Integration: OpenAI
Use OpenAI Models with Haystack
Table of Contents
Overview
You can use OpenAI Models in your Haystack pipelines with the Generators and Embedders. Check out the Whisper Integration for LocalWhisperTranscriber and RemoteWhisperTranscriber.
Installation
pip install haystack-ai
Usage
You can use OpenAI models in various ways:
Embedding Models
You can leverage embedding models from OpenAI through two components: OpenAITextEmbedder and OpenAIDocumentEmbedder.
To create semantic embeddings for documents, use OpenAIDocumentEmbedder in your indexing pipeline. For generating embeddings for queries, use OpenAITextEmbedder. Once you’ve selected the suitable component for your specific use case, initialize the component with the model name and OpenAI API key.

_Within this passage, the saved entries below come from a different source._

PR #1066, opened 2019-09-10
Added specification of Link attribute token

larsgsvensson:
Preview at https://raw.githack.com/w3c/dxwg/larsgsvensson-link-attribute-token/conneg-by-ap/index.html#link-attributes

### DIFF
--- a/conneg-by-ap/index.html
+++ b/conneg-by-ap/index.html
@@ -865,6 +865,14 @@ Content-Profile: http://example.org/profile/x, \
 	  where "token" is defined as in 
 		<a href="https://tools.ietf.org/html/rfc7230#section-3.2.6">section 3.2.6</a>
 	  of [[RFC7230]].
+	</p>
+	<pre id="eg-link-attribute-token" class="example nohighlight" aria-busy="false" aria-live="polite"
+           title="Using the token attribute to link a profile URI to a token">
+# The profile URI in the "anchor" element is linked to the token "px"
+# Further, the relation "type" is used to inform that the anchor resource is of type "prof:Profile"
+
+Link: &lt;http://www.w3.org/ns/dx/prof/Profile&gt;; rel="type"; token="px"; anchor=&lt;urn:example:profile:x&gt;
+	</pre>
       </section>
   </section>
   <section id="functional-profiles">
--- a/conneg-by-ap/index.html
+++ b/conneg-by-ap/index.html
@@ -867,11 +867,14 @@ Content-Profile: http://example.org/profile/x, \
 	  of [[RFC7230]].
 	</p>
 	<pre id="eg-link-attribute-token" class="example nohighlight" aria-busy="false" aria-live="polite"
-           title="Using the token attribute to link a profile URI to a token">
+           title="Using the Link attribute "token" to link a profile URI to a token">
 # The profile URI in the "anchor" element is linked to the token "px"
-# Further, the relation "type" is used to inform that the anchor resource is of type "prof:Profile"
 
-Link: &lt;http://www.w3.org/ns/dx/prof/Profile&gt;; rel="type"; token="px"; anchor=&lt;urn:example:profile:x&gt;
+# Further, the relation "type" is used to inform
+# that the anchor resource is of type "prof:Profile"
+
+Link:
+  &lt;http://www.w3.org/ns/dx/prof/Profile&gt;; rel="type"; token="px"; anchor=&lt;urn:example:profile:x&gt;
 	</pre>
       </section>
   </section>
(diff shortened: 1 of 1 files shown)


conneg-by-ap/index.html
```diff
@@ -841,6 +841,43 @@ <h3>Alternate Representations Data Model</h3>
...
+  <section id="link-attributes">
+    <h2>Link Attributes</h2>
+      <section id="link-attributes-token">
+	<h3>Token</h3>
+	<p>
+	  When used in a <code>Link</code> header field,
+	  the attribute <code>token</code> is used to specify
+	  the mapping between the profile URI
+	  (specified using the <code>anchor</code> attribute)
+	  and a <a>token</a> used as an alternative to the full profile URI.
```
RubenVerborgh, line 853: Minor comment, but perhaps the "mapping" language does not need to end up in the document. We talk about this mapping in the context of this WG, but the concept itself is probably not important to the document. So it could be fine to just write that the token is a (typically shorter) string that can be used by clients as an alternative to the full profile URI.

conneg-by-ap/index.html
```diff
@@ -841,6 +841,43 @@ <h3>Alternate Representations Data Model</h3>
...
+	</p>
+	<p>
+	  It should be noted that the scope of the mapping between the token and the profile URI
+	  is per default limited to the current resource
+	  (i. e. the resource identified by the current request URI).
+	  Servers MAY use a larger scope for their mappings
+	  but clients should not depend on that
+	  unless the server documentation explicitly gives other instructions.
```
RubenVerborgh, line 861: …through some other means?

conneg-by-ap/index.html
```diff
@@ -841,6 +841,43 @@ <h3>Alternate Representations Data Model</h3>
...
+	</p>
+	<p>
+	  The ABNF for the profile attribute's value is <code>token</code>,
```
RubenVerborgh, line 864: For the `token` attribute value?
Is `quoted-string`?

Is the Web Linking RFC not more appropriate here?

conneg-by-ap/index.html
```diff
@@ -841,6 +841,43 @@ <h3>Alternate Representations Data Model</h3>
...
+	  where "token" is defined as in 
+		<a href="https://tools.ietf.org/html/rfc7230#section-3.2.6">section 3.2.6</a>
+	  of [[RFC7230]].
+	</p>
+	<pre id="eg-link-attribute-token" class="example nohighlight" aria-busy="false" aria-live="polite"
+           title="Using the Link attribute "token" to link a profile URI to a token">
+# The profile URI in the "anchor" element is linked to the token "px"
```
RubenVerborgh, line 871: Just wondering whether `px` is a realistic name of a token. I also reused it myself, but I have no idea if this would be typical. 2 chars seem really short.

RubenVerborgh (approved):
All good, thanks! Just minor nits.

conneg-by-ap/index.html
nicholascar: Yes, really short. I've been using things like *dcat* or *prov* (Turtle prefixes) or well-known things like ISO + standard numbers. See examples of tokens in old view/format system in use: http://pid.geoscience.gov.au/sample/AU100?_view=alternates

conneg-by-ap/index.html
nicholascar: Are you asking what other means could even be possible? 

Perhaps something like OAI-PMH's metadatPrefix listing where the server lists the prefixes for all profiles for all resources in one place. Very different mechanism but wrappable as Conneg-by-P I've always thought.

conneg-by-ap/index.html
nicholascar: Are you proposing that the document just says "token is a (typically shorter) string that can be used by clients as an alternative to the full profile URI" and then examples, like the one you submitted in your earlier PR, carry the demonstration? I'd prefer this written explanation be included but perhaps I've missed what you're suggesting.

nicholascar (approved):
Fine by me too. Some replies to @RubenVerborgh 's points inline. I've not merged already only so @larsgsvensson can read all those comments before merging.

conneg-by-ap/index.html
RubenVerborgh: Yes, that's what I am proposing. Along with the removal of the "mapping" language.

conneg-by-ap/index.html
RubenVerborgh: I meant to explicitly say something like (verbatim) "through some other means" to emphasize that such means are not part of the spec.

conneg-by-ap/index.html
RubenVerborgh: Yes, that's what I am proposing. Along with the removal of the "mapping" language.

conneg-by-ap/index.html
RubenVerborgh: ^ let's perhaps use one of these?

rob-metalinkage (approved):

Below is the example indexing pipeline with InMemoryDocumentStore, OpenAIDocumentEmbedder and DocumentWriter:
from haystack import Document, Pipeline
from haystack.utils import Secret
from haystack.document_stores.in_memory import InMemoryDocumentStore
from haystack.components.embedders import OpenAIDocumentEmbedder
from haystack.components.writers import DocumentWriter
document_store = InMemoryDocumentStore(embedding_similarity_function="cosine")
documents = [Document(content="My name is Wolfgang and I live in Berlin"),
Document(content="I saw a black horse running"),
Document(content="Germany has many big cities")]

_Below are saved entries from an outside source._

PR #1067, opened 2019-09-11
Fixes for the issues in #1066

larsgsvensson:
Fixes for @RubenVerborgh's comments in #1066 

* Removed "mapping" language
* Added "through some other means" to "server gives other instructions"
* The value of the "token" attribute is now `( token / quoted-string )` since that is what's used in [§3 of RFC 8288](https://tools.ietf.org/html/rfc8288#section-3)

indexing_pipeline = Pipeline()
indexing_pipeline.add_component("embedder", OpenAIDocumentEmbedder(api_key=Secret.from_token("YOUR_OPENAI_API_KEY"), model="text-embedding-ada-002"))
indexing_pipeline.add_component("writer", DocumentWriter(document_store=document_store))
indexing_pipeline.connect("embedder", "writer")
indexing_pipeline.run({"embedder": {"documents": documents}})
Generative Models (LLMs)
You can leverage OpenAI models through two components: OpenAIGenerator and OpenAIChatGenerator.
To use OpenAI’s GPT models for text generation, initialize a OpenAIGenerator with the model name and OpenAI API key. You can then use the OpenAIGenerator instance in a question answering pipeline after the PromptBuilder.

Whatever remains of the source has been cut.